Both are difficult to falsify as we cant go back in time reductionist as they focus
on past as important factor but ignores current issues within individuals life that
may play a role doesnt take sufficient account of variations across cultures as
Anderson et al carried out meta-analysis from 52 cultures and found that some
cultures preferred curvy women (little food access) whilst others preferred slim
women (reliable food access).

Research into intense fandom:

Celebrity worship:
Gabriel 348 student PPs given questionnaires measuring self-esteem, then
asked to write essay about fav celeb then asked again to fill out questionnaire =
found those initially scoring low scored higher after essay so associated celebs
characteristics to themselves use of questionnaires may be affected by social
desirability and idealised answers to can lack answers correlation so doesnt
show causal relationship, other variables can affect findings.
Fuji et al looked at those with erotomania (those convinced that a stranger is in
love with them) and found they suffered from cognitive deficits and lacked
flexibility in their thinking but mild forms may be beneficial as Larsen found it
provided youngsters with attitudinal and behavioural examples Houran et al
showed those who engage in celeb worship dont perceive clear boundaries
between themselves and others as they fail to distinguish between emotions and
thoughts.
Kennedys characteristics of sufferers include absence of: partner, full-time job,
often have mental disorders, 75% female Cheng + Yue: carried out telephone
survey of 833 Chinese teens and found that idol worship was associated with lower
levels of work/study and lower self-esteem and less successful identity
achievement.
Celebrity stalking:
Kamphius + Emmelkamp: wanted to review demographic and clinical traits of
stalker and the psychological impact on victim of stalker = carried out metaanalysis = found different types of stalkers (erotomatic, obsessional, resentful,
predatory, psychotic) and no link between celebrity stalking and risk of violence)

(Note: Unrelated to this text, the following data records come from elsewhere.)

PR #2223, opened 2025-02-03
Grid snapping off for unshadowed MeshOverrideStructure unless it refines mesh

weiliangjin2021:
Also fixed a bug.

The main motivation is that when the automatic mesh refinement structure is having a larger grid size, e.g. larger than the grid size from substrate material, we shouldn't snap its bounding box. This override structure should take no effect at all in meshing. To achieve that, now I shift all those unshadowed structures to the beginning of structure list (but after simulation structure) so that it won't affect intervals generated by other structures. The main logic for not inserting coordinates of bounding box is added to `insert_bbox`.

## Example

Consider a substrate of permittivity = 4.4, and default mesh refinement factor = 2, now the auto-generated override structures take no effect:
image

If the refinement factor is 3, grids are snapped, and grid size refined:
image

### DIFF
--- a/tests/test_components/test_meshgenerate.py
+++ b/tests/test_components/test_meshgenerate.py
@@ -855,3 +855,43 @@ def test_override_unshadowed():
     )
     sizes = sim_unshadow.grid.sizes.to_list[2]
     assert sizes[len(sizes) // 2] < 0.1
+
+
+def test_override_unshadowed_snapping():
+    """Test that an unshadowed override structure won't snap to grid if it doesn't reduce grid size in the overriding
+    region.
+    """
+
+    sim = td.Simulation(
+        size=(3, 3, 6),
+        grid_spec=td.GridSpec.auto(wavelength=WAVELENGTH),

research can lead to formation of effective therapies and instances can be
prevented through utilisation of counselling to promote more satisfactory
relationship conclusions.
Mullen looked at 20,000 incidents of stalking British Royal Family and found 80%
were psychotic so celeb stalking is a separate phenomenon.
McCutcheon et al: developed Obsessive Rational Intrusion and Celebrity Stalking
Scale to measure celeb stalking and factor analysis found two subscales: persistent
pursuit and threat found to be valid and reliable and uses indirect measurements
so free from social desirability bias.
Bartholomew + Horowitz: proposed model of adult attachment styles based on
individual workings of selves and others one of these is pre-occupied attachment
style which has been linked to celeb stalking as they have a negative self-model
and positive other-model Meloy claims that celeb stalking happens b/c they
overvalue others and perceive contact wit celebs will indicate they are acceptable
and valued, challenging their negative views of self.